┌─ Given data
Issue #4672, opened 2025-02-25
Solana staking confirmation followups


romanz:
> I observed some some deviations from the Figma deign.
> 
> * Delizia:
>   
>   * [x] In the staking flow, the `Provider` has a different font.
>   * [x] In all flows, the account info menu item has title  `Send from` instead of  `Account  info`
>   * [x] In all flows, the confirm amount menu uses extra tap to cancel screen
> * Caesar:
>   
>   * [x] In the claim flow, there should be a  title `Claim` and a question below.  The question is directly in the title.
> * Bolt:
>   
>   * [ ] In the first screen of the stake flow, the fonts `Stake SOL` and `Provider` are swapped.
>   * [x] In all flows in Blockhash and Stake account menu items, there should be a bigger padding between the description and the value
> 
> They do not break the functionality so it is not critical to fix them all. If some of them are easy to fix, then let's do it.

https://github.com/trezor/trezor-firmware/pull/4639#issuecomment-2680968929

Hannsek:
@romanz Are you planning to work on this anytime soon?

romanz:
`In all flows, the confirm amount menu uses extra tap to cancel screen` marked as done - since it behaves similarly on BTC/ETH signing.

![Image](https://github.com/user-attachments/assets/d4462058-ba1c-4c20-9d6e-08aa225a33d4)
![Image](https://github.com/user-attachments/assets/c1e370a5-ca0d-4f88-ba7b-a59f6a37abd9)

romanz:
`In all flows in Blockhash and Stake account menu items, there should be a bigger padding between the description and the value` marked as done - there is an inconsistency between `stake` and `unstake`/`claim` screens in Figma.

PR #4677, opened 2025-02-26
fix(core): use correct fonts for staking confirmation on Delizia 

romanz:
Before:
 

After:

Following #4672.


romanz:
Rebasing to update UI fixtures:
```
1:  d6ca58125 = 1:  13c25ecd1 fix(core): use correct fonts for staking confirmation on Delizia
-:  --------- > 2:  644f47407 fixup! fix(core): use correct fonts for staking confirmation on Delizia
```

core/embed/rust/src/ui/layout_delizia/ui_firmware.rs
```diff
@@ -527,7 +528,10 @@ impl FirmwareUI for UIDelizia {
     ) -> Result<impl LayoutMaybeTrace, Error> {
         let confirm_main =
             ConfirmValue::new(title.unwrap_or(TString::empty()), message, description)
+                .with_description_font(&theme::TEXT_MAIN_GREY_LIGHT)
```
bieleluk, line 531: I am a bit hesitant about this change.
It is correct according to Figma, but it should have the same color as the address which also has wrong color (`GREY_EXTRA_LIGHT` instead of `GREY_LIGHT`).
In the test diff screen, there are now 3 different font colors, which does not look good. 

I would either change color of both description and address to `GREY_LIGHT` or none of them.
image

bieleluk (changes requested):
The main task of fonts differentiation looks good. I have one minor objection regarding the font color.

core/embed/rust/src/ui/layout_delizia/ui_firmware.rs
romanz: Fixed in #4733, rebasing to resolve UI fixtures' conflicts.

bieleluk (approved):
└─
(Your assignment):
Each of the lines above must appear again, unchanged.

(Written response):
Issue #4672, opened 2025-02-25
Solana staking confirmation followups


romanz:
> I observed some some deviations from the Figma deign.
> 
> * Delizia:
>   
>   * [x] In the staking flow, the `Provider` has a different font.
>   * [x] In all flows, the account info menu item has title  `Send from` instead of  `Account  info`
>   * [x] In all flows, the confirm amount menu uses extra tap to cancel screen
> * Caesar:
>   
>   * [x] In the claim flow, there should be a  title `Claim` and a question below.  The question is directly in the title.
> * Bolt:
>   
>   * [ ] In the first screen of the stake flow, the fonts `Stake SOL` and `Provider` are swapped.
>   * [x] In all flows in Blockhash and Stake account menu items, there should be a bigger padding between the description and the value
> 
> They do not break the functionality so it is not critical to fix them all. If some of them are easy to fix, then let's do it.

https://github.com/trezor/trezor-firmware/pull/4639#issuecomment-2680968929

Hannsek:
@romanz Are you planning to work on this anytime soon?

romanz:
`In all flows, the confirm amount menu uses extra tap to cancel screen` marked as done - since it behaves similarly on BTC/ETH signing.

![Image](https://github.com/user-attachments/assets/d4462058-ba1c-4c20-9d6e-08aa225a33d4)
![Image](https://github.com/user-attachments/assets/c1e370a5-ca0d-4f88-ba7b-a59f6a37abd9)

romanz:
`In all flows in Blockhash and Stake account menu items, there should be a bigger padding between the description and the value` marked as done - there is an inconsistency between `stake` and `unstake`/`claim` screens in Figma.

PR #4677, opened 2025-02-26
fix(core): use correct fonts for staking confirmation on Delizia 

romanz:
Before:
 

After:

Following #4672.


romanz:
Rebasing to update UI fixtures:
```
1:  d6ca58125 = 1:  13c25ecd1 fix(core): use correct fonts for staking confirmation on Delizia
-:  --------- > 2:  644f47407 fixup! fix(core): use correct fonts for staking confirmation on Delizia
```

core/embed/rust/src/ui/layout_delizia/ui_firmware.rs
```diff
@@ -527,7 +528,10 @@ impl FirmwareUI for UIDelizia {
     ) -> Result<impl LayoutMaybeTrace, Error> {
         let confirm_main =
             ConfirmValue::new(title.unwrap_or(TString::empty()), message, description)
+                .with_description_font(&theme::TEXT_MAIN_GREY_LIGHT)
```
bieleluk, line 531: I am a bit hesitant about this change.
It is correct according to Figma, but it should have the same color as the address which also has wrong color (`GREY_EXTRA_LIGHT` instead of `GREY_LIGHT`).
In the test diff screen, there are now 3 different font colors, which does not look good. 

I would either change color of both description and address to `GREY_LIGHT` or none of them.
image

bieleluk (changes requested):
The main task of fonts differentiation looks good. I have one minor objection regarding the font color.

core/embed/rust/src/ui/layout_delizia/ui_firmware.rs
romanz: Fixed in #4733, rebasing to resolve UI fixtures' conflicts.

bieleluk (approved):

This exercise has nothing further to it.